THE transformation from man to dame starts as soon as Ciaran Bermingham wakes in the morning.
He lies in bed, thinking about the character he’ll play later that day — in this case, it’s ‘Widow Twankey’, or Aladdin’s mum — in the Everyman Palace Theatre pantomime Aladdin.
It’s his first time being cast as a panto dame, a central and unique character in traditional Irish pantomime.
“If I have to get up at seven, I set my alarm clock for 15 minutes beforehand and try and get in to the mindset of the character I’m playing.
“It probably sounds barking mad, but, I think: ‘How does the character get out of bed? How would she get up? Is she happy in the morning, is she grumpy?’”
Once those 15 minutes are up, he’s back to being Ciaran, a husband and a dad-of-two; so he heads downstairs and goes about his daily business.
Later that day — just before rehearsals, or a show — he’ll another take 15 minutes to get into the mindset of the Widow Twankey and then he’ll slip on her heels.
“The first thing I do is the shoes, because, once you have the footwear on, that will dictate the walk, and that’s for any character.
“I’m trying to come up with a walk now for Widow Twankey, so that you’ll know it’s a man’s walk.
“Before I put any makeup on I’ll put on the tights — I hate putting the tights on — and then, once I’ve kind of walked around, I sit down, look at myself and start chatting to myself in the mirror.”
Then it’s time for his make-up to be applied.
“Jesus, I could never be a woman, it’s too much hard work.
“The very last thing I do before I go on stage is put on the lipstick, because, if I observe any women, the last thing they always do is put on their lipstick.
“Then then I’m good to go.”
As a child, Ciaran loved going to pantomimes with his family.

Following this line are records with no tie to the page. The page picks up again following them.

PR #610, opened 2016-07-06
Adding Urban Dictionary xpath engine

LuccoJ:
Simple xpath-based settings for Urban Dictionary.
Not sure which category to put this into; I think a "words", "dictionary", "definitions" or "language" category would be generic and important enough to be worth considering.

### DIFF
--- a/searx/settings.yml
+++ b/searx/settings.yml
@@ -425,6 +425,14 @@ engines:
     engine : wolframalpha_noapi
     timeout: 6.0
     categories : science
+    
+  - name : urbandictionary
+    engine        : xpath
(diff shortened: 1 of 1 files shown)


asciimoo:
settings.yml aleady contains urbandictionary, it is just commented out. Please delete one of them.
Also, it would be good to disable it by default (`disabled: true`).

LuccoJ:
I hadn't really realized it was already there commented out. The commented out version says it worked erratically. This one has seemed to work okay for me so far, but at this point I suggest you reject or hold this merge request, as I'd like instead to add a few xpath configs for various other dictionaries, and I think we can review the matter again when I have them ready.

asciimoo:
okay, thanks

PR #615, opened 2016-07-09
Add ScanR structures search engine

mmuman:
In theory ScanR should also search for projects but the API is different,
so we'd need another engine.

### DIFF
--- a/searx/engines/scanr_structures.py
+++ b/searx/engines/scanr_structures.py
@@ -1,0 +1,78 @@
+"""
+ ScanR Structures (Science)
+
+ @website     https://scanr.enseignementsup-recherche.gouv.fr
+ @provide-api yes (https://scanr.enseignementsup-recherche.gouv.fr/api/swagger-ui.html)
+
+ @using-api   yes
+ @results     JSON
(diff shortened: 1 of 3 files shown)


searx/engines/scanr_structures.py
```diff
@@ -0,0 +1,77 @@
...
+        content = None
+        if 'highlights' in result:
+            content = result['highlights'][0]['value']
+
+        # append result
+        results.append({'url': url + 'structure/' + result['id'],
+                        'title': result['label'],
+                        # 'thumbnail': thumbnail,
+                        'img_src': thumbnail,
+                        'content': content})
```
asciimoo: please use `searx.utils.html_to_text` or `cgi.escape` to escape the content

mmuman: Oh I didn't notice searx did its own highlighting of the search term in a different way.

mmuman:
Sh*, unit tests :D

mmuman:
Should be working now.

kvch:
:+1:

asciimoo:
cool, thanks

PR #620, opened 2016-07-11
Fix line break before binary operator

ghost:


kvch:
Based on what convention is this the accepted place of these operators? AFAIK PEP8 (https://www.python.org/dev/peps/pep-0008/#should-a-line-break-before-or-after-a-binary-operator) states present form is the accepted version.

asciimoo:
@stepshal  we follow pep8 code style recommendations, so this pr is invalid, closing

They’d get dressed-up and go on Stephen’s Day; it was a family tradition.
“Pantos are a really interesting thing. It’s one of the oldest forms of theatre that there is.

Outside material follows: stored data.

PR #623, opened 2016-07-13
[fix] multilingual duckduckgo

MarcAbonce:
Language support for duckduckgo engine.

### DIFF
--- a/searx/engines/duckduckgo.py
+++ b/searx/engines/duckduckgo.py
@@ -16,6 +16,7 @@
 from urllib import urlencode
 from lxml.html import fromstring
 from searx.engines.xpath import extract_text
+from searx.languages import language_codes
 
 # engine dependent config
 categories = ['general']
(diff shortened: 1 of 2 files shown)


searx/engines/duckduckgo.py
```diff
@@ -39,13 +37,22 @@ def request(query, params):
...
-
-    params['url'] = url.format(
-        query=urlencode({'q': query, 'kl': locale}),
-        offset=offset)
+        locale = params['language'].split('_')
+        if len(locale) == 2:
+            # country code goes first
+            locale = locale[1].lower() + '-' + locale[0].lower()
+        else:
+            # doesn't actually do anything because ddg requires both country and language
```
kvch: I tried your PR with a locale that is only one long. It did not work as you had written here. If DDG requires both country and language why did you include the `else`? Is it possible that there will be locales which match the format DDG requires without any transformation?

kvch:
Apart from the question I added inline, I think it is cool. :)

MarcAbonce:
You're right. I just changed it to try to guess the country if none is given.
So language support should work now, even if no country is specified by the user.

asciimoo:
nice, thanks

PR #624, opened 2016-07-14
Add Google Scholar search engine

davidar:


asciimoo:
@davidar please use lxml instead of adding beautifulsoup as a new dependency

davidar:
@asciimoo using the xpath engine instead now :)

asciimoo:
great, thanks

PR #630, opened 2016-07-16
Add Crossref search engine and DOAI rewrite plugin

davidar:


asciimoo:
Wouldn't be better to create a specific engine which rewrites the results by default instead of introducing a new plugin which also checks all other engine's results?

davidar:
@asciimoo Possibly?

The plugin isn't specific to this engine, as any engine could potentially return DOI links. I probably should have made these two separate PRs.

davidar:
@asciimoo Done.

I also updated the plugin so that it's able to catch more links now (not limited to just the doi.org domain)

asciimoo:
great, thanks

PR #633, opened 2016-07-19
[fix] deviantart engine xpaths

kvch:
There were xpath changes on deviantart, so the engine did not return any results. In this patch the xpaths are fixed and the changes are followed up in the unit test.


kvch:
Now it seems to me that it still does not work...

asciimoo:
thanks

“It depends where you go for panto, they do different things, but ours is a very traditional panto, and it’s absolutely beautiful.”
Ciaran draws inspiration from great dames, such as Danny La Rue, John Inman and Jim Mulcahy, his predecessor.

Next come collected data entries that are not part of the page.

Issue #557, opened 2016-05-06
Limit Results by Time Range


ibrokemypie:
Feature request to limit results by time range, eg last 24 hours, last week, last month, last year.

LuccoJ:
Seconded. At least some search engines being used as backends (e.g. Google) support this, so it should be possible to provide it to some extent at least.

dalf:
+1

ammarnajjar:
+1

Yodan:
+1

1xPdd:
+1

Would also be cool if one could set date ranges, e.g., 1998-2000, rather than simply newness, e.g., 2015-present.

asciimoo:
closing, see #634

Issue #383, opened 2015-07-06
Filter search results by date


Francisco-Ordas:
In Google Search, I often use date criteria to filter results. For me, it would it's a key feature to replace Google Search by Searx.

dalf:
Technical note : 
- a way in searx to specify the date criteria (from the user point of view and from the code point of view)
- when a date criteria is asked, searx must not use engines that don't support this criteria
- implements for different search engine this criteria

asciimoo:
closing, see #634

PR #634, opened 2016-07-19
support time range search

kvch:
### Features (as requested in #383, #557)
- advanced search form under search input
- time range search
  - last day
  - last week
  - last month
- supported engines
  - Google
  - Yahoo
  - DuckDuckGo
  - Google Images
  - Deviantart
### Index page with Advanced settings closed

index
### Index page with Advanced settings open

index-advanced
### Search page with Advanced settings closed

search
### Search page with Advanced settings open

search-advanced
### Possible enhancements
- support more search engines
- search based on custom range
- add more settings to Advanced settings (e.g. safe search)


dalf:
Great ! In the result page, would it be more clear if the categories and time range are displayed / expanded ?
[EDIT] Suggestion : Time range as a combo box which takes far less space. So the safe search, the search language / locale could all fit in the screen (to have a live example : duckduckgo does that).

kvch:
@dalf What do you mean by displayed/expanded? Should the categories be shown always without clicking on advanced search?

When I created the UI my main goal was to be user-friendly, not compact. I'va read at a few pages that using "radiobuttons" are more user-friendly that using dropdowns. However, nearly all of the other search services use dropdowns to select time range. Those websites have (I suppose) UX teams with great knowledge, so it is wiser to follow their methods. Also, for users it would be much easier to adopt to searx if selecting the time range is similar to the widely-used alternatives. In a few days I'll push the redesign version with dropdowns. :) Thanks for your suggestion. :)

dalf:
Yes, on the result page I think the categories / time range should be always displayed. I think the UX / UI should give a quick answer without click to the question "there are some results, but what was the request ?". By request I mean everything (text, time range, category, ... and language but that's another story)

It's not that the user will forgot what he has just entered, but he can adjust right away, leave the page and come back after, etc...

asciimoo:
very-very awesome, thanks! =)

1xPdd:
The UI looks great! But, if I could, I'd really like to suggest (again) that dates should not be only measured as relative distance from the present as in last day/week/month. Library search engines and the likes allow dates to be limited to an arbitrary date range, as in from year to year. No general search engine that I know of does this. The advantage of a more flexible date adjustment is that it enables Searx to function as a tool for historical research. As to UI, it could be done via a slider or using a form.

virtadpt:
Will this functionality be accessible from the search API?

will76:
What about 'last year'? It's the best option to search for updated articles on a subject.

PR #639, opened 2016-07-23
add digbt engine - fixes #638

### LINKED ISSUE #638: with KAT being targeted, could we get digbt search working as a backup?
I predict this wont be the last we here about torrent sites being targeted and after KAT domain seizure i believe the mirrors might get targeted as well. could searx get http://www.digbt.org/ as a backup since btdigg is also down

kvch:
Introduce new XPATH engine digbt.org based on request in #638.

### DIFF
--- a/searx/engines/btdigg.py
+++ b/searx/engines/btdigg.py
@@ -16,6 +16,7 @@ from urllib import quote
 from lxml import html
 from operator import itemgetter
 from searx.engines.xpath import extract_text
+from searx.utils import get_torrent_size
 
 # engine dependent config
 categories = ['videos', 'music', 'files']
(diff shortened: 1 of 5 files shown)


dalf:
:-)

I don't know how to keep the xpath engine to add information about magnet, upload, download.
That's really help to choose the right torrent.

kvch:
TODO (so nothing will be forgotten in conenction with this PR)
- [ ] refactor XPATH engine so it can support torrent results
- [ ] let digbt use the refactored XPATH engine

kvch:
I did not refactor the XPATH engine, because I did not want to pollute it with torrent related codes. So I moved digbt into a seperate engine. I did a small refactor: calculation of sizes of torrents were moved to utils to avoid code duplication.

asciimoo:
thanks

PR #645, opened 2016-07-25
[mod] remove the kickass engine from settings.yml

dalf:
There are some mirrors, should the kickass engine be modified to point one of them ?

### DIFF
--- a/searx/settings.yml
+++ b/searx/settings.yml
@@ -324,10 +324,6 @@ engines:
     timeout : 10.0
     disabled : True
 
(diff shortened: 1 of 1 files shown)


asciimoo:
@dalf do you have any trusted information about these mirror sites?

dalf:
After a quick overview, all websites are mirror of KAT just before everything stops.
The register link goes to ads.
I wouldn't trust these mirrors.

asciimoo:
thanks

PR #655, opened 2016-08-08
set type of cursor to pointer in advanced search

kvch:
From now on cursor will change to pointer when going over "Advanced search" and its input fields.


asciimoo:
thanks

“I’m absolutely terrified of playing this part, because, one, Jim Mulcahy was the dame in the Everyman for the past 20 years and he became almost an institution in himself; he established this wonderful character and it’s hard to go in to somebody else’s shoes.’
Ciaran describes the dame as someone the kids have to like and the parents have to laugh at.
“It’s the heart of the show, sometimes, the dame, because everybody has to feel sorry for her, then everybody has to be mad at her, and everybody has to fall in love with her.”
Ciaran reckons Cork’s Billa O’Connell played the panto dame so well, because he had all of those qualities and abilities on stage.
“Billa is an absolute legend; he is my complete and utter inspiration.
“He gave me such joy to watch, because someone would drop a line and he was able to pick it up; or because you knew he was a man, like he’d roll up his sleeves, and the way he’d stand, he was like Popeye in a dress!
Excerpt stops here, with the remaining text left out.